Here is the response for our guess "siren" against each of the 15 sample words.

In [2]:
import pandas as pd
answers = ["siren", "solar", "smart", "scour", "pixel", "video", "burnt", "north", "sinew", "dirge", "focal", "adapt", "match", "outdo", "polka"]

df = pd.DataFrame({"guess": ["siren"] * len(answers), "answer": answers})
df["response"] = df.apply(lambda row: wordle_guess(row["guess"], row["answer"]), axis = 1)

df

Unnamed: 0,guess,answer,response
0,siren,siren,🟩🟩🟩🟩🟩
1,siren,solar,🟩⬜🟨⬜⬜
2,siren,smart,🟩⬜🟨⬜⬜
3,siren,scour,🟩⬜🟨⬜⬜
4,siren,pixel,⬜🟩⬜🟩⬜
5,siren,video,⬜🟩⬜🟩⬜
6,siren,burnt,⬜⬜🟩⬜🟨
7,siren,north,⬜⬜🟩⬜🟨
8,siren,sinew,🟩🟩⬜🟩🟨
9,siren,dirge,⬜🟩🟩🟨⬜


The responses are not unique. Let's count the number of possible answers given each response:

In [3]:
group_counts = df.groupby(["guess", "response"])["answer"].count()

group_counts

guess  response
siren  ⬜⬜⬜⬜⬜       5
       ⬜⬜🟩⬜🟨       2
       ⬜🟩⬜🟩⬜       2
       ⬜🟩🟩🟨⬜       1
       🟩⬜🟨⬜⬜       3
       🟩🟩⬜🟩🟨       1
       🟩🟩🟩🟩🟩       1
Name: answer, dtype: int64

Using scipy we can calculate the information entropy of this set of responses:

In [4]:
from scipy.stats import entropy
entropy(group_counts)

1.7670091910745693

The information entropy is 1.77. 

We can repeat this calculation for each initial guess to see which gives the greatest information entropy across our answer set:

In [44]:
from itertools import product

df = pd.DataFrame(product(answers, answers), columns = ["answer", "guess"])

df["response"] = df.apply(lambda row: wordle_guess(row["guess"], row["answer"]), axis=1)

group_counts = df.groupby(["guess", "response"], as_index = False).count()

entropy_df = group_counts.groupby('guess', as_index=False).agg({"answer": entropy}).rename(columns = {"answer": "entropy"})

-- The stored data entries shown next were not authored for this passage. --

PR #5735, opened 2025-03-20
create timepicker and add to EventTimeChanger

### LINKED ISSUE #5483: Make Timepicker selected time background match Couchers style
The selected time background is a bright blue for the Timepicker, which is not our style:

Image

This should be the green "theme.primary.main" color instead.

This is in the `EventTimeChanger` component.

How you probably want to do this is add special style to the `TextField` component when the  `type` prop is "time".

couchers/app/web/components/TextField.tsx

ColleenLillian:
closes #5483
-
-


ColleenLillian:
definitely still some things to fix! but i'll leave it here to have a look and offer some suggestions :)

app/web/components/Timepicker.tsx
```diff
@@ -0,0 +1,92 @@
+import TextField from "@mui/material/TextField";
+import { TimePicker } from "@mui/x-date-pickers";
+import { useTranslation } from "i18n";
+import { Control, Controller, UseControllerProps } from "react-hook-form";
+import { theme } from "theme";
+import dayjs, { Dayjs } from "utils/dayjs";
+
+/* eslint-disable @typescript-eslint/no-explicit-any */
```
nabramow: I wouldn't put this rule for the whole file, rather just for that one line with Control. We want Typescript to ban `any` in general. There should be an option to do it just for that line.

app/web/features/communities/events/EventTimeChanger.tsx
```diff
@@ -52,44 +51,13 @@ export default function EventTimeChanger({
...
-      return;
-    }
-    const newStartTime = dayjs(e.target.value, TIME_FORMAT);
-
-    setValue("startTime", newStartTime.format(TIME_FORMAT), {
-      shouldDirty: true,
-      shouldValidate: true,
-    });
-  };
-
```
nabramow: I think you might still need to `setValue` for the new Timepicker start and end times. I assume that function is passing it up to the parent form component? Similar to what the Datepicker is doing, it has the Controller, but is still setting the value.

app/web/features/communities/events/EventTimeChanger.tsx
```diff
@@ -153,16 +124,17 @@ export default function EventTimeChanger({
                 t("communities:past_time_error")
               );
             },
-          })}
-          defaultValue={eventStartTime || null}
```
nabramow, line 157: Is defaultValue being passed in the field now?

For example if you go to the `EditEvent` component (where this component is also used) and it already has a default start and end time, are you seeing them passed through when you go to edit?

ColleenLillian: ok i'm not sure! I will have another look next week, I'm back on Thursday :)

ColleenLillian:
The timepicker works again and pops up in the correct position. No console or lint warnings.
Not sure about the default value issue but it works locally for me now

app/web/features/communities/events/EventTimeChanger.tsx
```diff
@@ -124,9 +92,12 @@ export default function EventTimeChanger({
...
         />
-        <TextField
-          id="startTime"
-          {...register("startTime", {
+
+        <Controller
+          control={control}
+          defaultValue={eventStartTime || ""}
+          name="startTime"
+          rules={{
```
nabramow: Okay taking a closer look at this now!

So I see here you have wrapped this in a controller and are also passing `control` and wrapping the Timepicker in a Controller again in the Timepicker component.

You only need one, otherwse you're doubling it which might cause some issues.

I'd recommend removing this Controller and just pass Timepicker, since you already have a Controller within Timepicker. You can pass the rules to the Timepicker component in `EventTimeChanger` instead.

nabramow:
Once you remove the double controller, you can make these changes to get the values passing:

In the function `splitTimestampDateAndTime` change time to `time: dayjsDate,`.

Since it was previously a `TextField` we converted it to a string, but since we're using a Timepicker now, it can be a dayjs date.

Then for `defaultValue` in the startTime and endTime, you can put `eventStartTime || null` and `eventEndTime || null`.

Then you can change the type in `EventForm` for startTime and endTime to Dayjs to match the startDate and endDate since they are no longer strings.

nabramow:
When you change the endTime to be before the startTime, it should immediately show a red error warning `The event end time must be after the start time.`.

I think this is not showing as you remove the `handleStartTimeChange` and `handleEndTimeChange` functions. You can add a simplified version of these back.

For example just this, similar now to the startDate and endDate ones:

```javascript
  const handleStartTimeChange = (newStartTime: Dayjs) => {
    setValue("startTime", newStartTime, {
      shouldDirty: true,
      shouldValidate: true,
    });
  };
```

I think once all these changes are made you should be good to go! It's close just some adjustments for it being a date now!

nabramow:
Okay I think I have an idea about the weird test failing in `EventTimeChanger`! Two things:

1. Add the `TimePicker` to the mock at the top of the file as well (this forces it to use the desktop version which allows typing in the time, otherwise it doesn't let you type and fails:

```javascript
jest.mock("@mui/x-date-pickers", () => {
  return {
    ...jest.requireActual("@mui/x-date-pickers"),
    DatePicker: jest.requireActual("@mui/x-date-pickers").DesktopDatePicker,
  };
});
```

2. There seems to be a weird quirk with the MUI Timepicker that it adds a space after the time values. More into here:
https://github.com/mui/mui-x/issues/9410

If you add a space after the expect values for the failing tests related to times, they should pass. 

For example if you `it.only` this test you can try it in one of them at a time (then remove the only at the end). These are just the changes lines as an example:

```javascript
  it.only("should make user manually fix times when the start date/time updates", async () => {
      await waitFor(() => expect(startTime).toHaveValue("00:00 ")); // instead of "00:00", add an extra space

    const endTime = screen.getByLabelText(t("communities:end_time"));

    // Increases time difference between start and end time to 3 hours
    user.type(endTime, "0300");

    await waitFor(() => expect(endTime).toHaveValue("03:00 ")); // same here
    
    //etc, etc.
```

That should do it I think!

nabramow:
Sorry to bring the bearer of bad news haha. Found this error. To replicate:

- Go to Create an Event (on fresh page load)
- Add title and start date
- Add start time
- Add an end time before the start time
- Throws error

I think you need to check if `!endDate` first like you're doing with the startTime.

Then you can probably remove the "start of day" logic from the `endDate` variable as you want it to compare the exact endDate combined with endTime and if it's before or after the startDate and time.

app/web/components/Timepicker.tsx
```diff
@@ -0,0 +1,112 @@
...
+      id,
+      rules,
+      label,
+      name,
+      onPostChange,
+      testId,
+    }: TimepickerProps,
+    ref,
+  ) => {
+    const { t } = useTranslation();
```
nabramow:
```suggestion
    const { t } = useTranslation([GLOBAL]);
```

app/web/components/Timepicker.tsx
```diff
@@ -0,0 +1,112 @@
...
+                  }
+                  data-testid={testId}
+                  InputLabelProps={{
+                    shrink: true,
+                  }}
+                  InputProps={{
+                    ...props.InputProps,
+                    className,
+                    inputRef: ref || inputRef,
+                    "aria-label": t("components.timepicker.change_time"),
```
nabramow:
```suggestion
                    "aria-label": t("global:change_time"),
```

nabramow: I think you want one that just says "Change time"? If you so that's the one in this file:

app/web/resources/locales/en.json

nabramow:
Okay just a couuuuuple more things, so close!

Getting this error for `Timepicker`:

Screenshot 2025-04-13 at 10 38 15 AM

I believe you just need to remove the `defaultValue` prop for the TextField on line 68.


Second the `Timepicker` shouldn't need the manual ref behavior and the `forwardRef` anymore since the Controller is handling that and passing the ref in the field.

You should be able to:

- remove the `forwardRef` wrapper function from the Timepicker
- remove the `inputRef` and `anchorEl` variables and their references

Any questions just shout!

ColleenLillian:
Not getting the forward ref console error any more when I remove it so it must have been related to something else :)

app/web/components/Timepicker.tsx
```diff
@@ -0,0 +1,93 @@
...
+      control={control}
+      defaultValue={defaultValue}
+      name={name}
+      rules={rules}
+      render={({ field }) => (
+        <TimePicker
+          data-testid={testId}
+          {...field}
+          label={label}
+          value={field.value ? dayjs(field.value) : null}
```
nabramow: I think this can just be `field.value`!

nabramow (dismissed):
Just change that one thing about `field-value` and then go ahead and merge!

It's working great for me, all the proper errors showing, can create and edit an event with times successfully. 

Well done!

nabramow (approved):
All good to merge! 🚀

PR #5773, opened 2025-04-01
Upgrade protobuf to v6.30.2

aapeliv:
Continued from #5768 and #5764


aapeliv:
OK apparently some deps aren't ready for this.

PR #5785, opened 2025-04-06
Return exactly a given set of user_ids in search

aapeliv:


nabramow (approved):
Looks good to me! Thanks for doing this!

entropy_df = entropy_df.sort_values("entropy", ascending = False).reset_index(drop = True)

entropy_df[:5]

Unnamed: 0,guess,entropy
0,north,2.615631
1,scour,2.430791
2,smart,2.430791
3,solar,2.430791
4,burnt,2.338372


For this set the best initial guess is "north", with an entropy of 2.62. This is close to the entropy of the 15-word set, which is log(15) = 2.71. 

## Results

Here are the results from running this algorithm over the whole set of Wordle guesses and answers:

In [5]:
result_df = pd.read_csv("top_words.csv")

result_df

Unnamed: 0,guess,entropy
0,soare,4.079837
1,roate,4.077632
2,raise,4.074257
3,raile,4.0658
4,reast,4.065625
5,slate,4.058914
6,crate,4.044426
7,salet,4.044224
8,irate,4.042016
9,trace,4.041428


In terms of information, the best word is "soare" (an archaic word for a young hawk), providing 4.080 nats of information. The best real word is "raise", which provides 4.074 nats.